Massacro di Milano, la collega che gli ha fatto perdere la testa: «L'ho sempre rifiutato»

Si è trovata catapultata in questa vicenda senza aver fatto nulla, solo per essere stata l'oggetto passivo del morboso desiderio di un uomo poi travolto dalla follia.

E la donna di cui si era invaghito pazzamente Carlo Lissi, senza però essere stato mai corrisposto. Di lei, che ovviamente non è indagata, è stato solo detto che ha una trentina d'anni, e da alcuni mesi era stata assunta nella multinazionale di Assago (Milano) dove lavorava l'uomo, che si occupa di sviluppo e consulenza informatica. «Era pazzo di me - ha detto agli investigatori dell'Arma - ma che potevo fare?».



I COMPLIMENTI

Lissi la riempiva di complimenti, e «tutti i giorni» le stava incollato, secondo i molti testimoni, loro colleghi, ai quali l'uomo, pur sposato, non nascondeva la sua passione per la nuova arrivata.
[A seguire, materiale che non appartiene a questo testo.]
PR #186, opened 2025-10-03
RFC for Replacement of Email-based Fact Checking process

baisa:
Proposal to replace Publisher’s current email-based fact check workflow with a secure, auditable system that supports multiple reviewers and reduces manual effort. The supporting email service is being deprecated, and its unreliability has already created ongoing toil for the Mainstream team (e.g. issues in email processing).

Closing date for comments: 17th October 2025

### DIFF
--- a/rfc-186-replacement-of-email-based-fact-checking-process-in-publisher.md
+++ b/rfc-186-replacement-of-email-based-fact-checking-process-in-publisher.md
@@ -1,0 +1,66 @@
+---
+status: proposed
+implementation: proposed
+status_last_reviewed:
+---
+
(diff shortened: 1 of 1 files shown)


richardTowers (approved):
Agree with Martyn - seems like a good approach to start with a rails engine and separate it out later if it turns out that's a requirement.

I'm assuming that's the main decision this RFC is inviting comment on, but there are obviously lots of subsequent decisions that will need to be made (how users get access to the tool, etc.). I'm happy to take it one decision at a time though, so 👍🏻  on the rails engine approach.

Negli ultimi tempi era diventato più pressante: niente di aggressivo, ma si era dichiarato apertamente ricevendo sempre dinieghi. Lei a un certo punto gli avrebbe detto - hanno raccontato i carabinieri che l'hanno rintracciata domenica sera - di «non pensarci nemmeno a mettersi con lui» facendo probabilmente intendere che non ne voleva sapere di un uomo sposato. E soprattutto che lei era fidanzata ed era appena andata a convivere con il suo ragazzo, in una casa nuova. Certo, allo stato degli accertamenti non risulta nemmeno che l'abbia mai insultato o allontanato o che abbia segnalato la situazione ai suoi superiori, ma di queste situazioni border-line, talvolta sottovalutate, se ne trovano tutti i giorni ovunque.



LE IPOTESI

Nella testa dell'uomo, però, l'impossibilità di “avere” questa donna deve aver fatto scattare la follia. Anche se al momento non si può escludere che altre componenti psicologiche abbiano avuto un peso magari perfino altrettanto importante.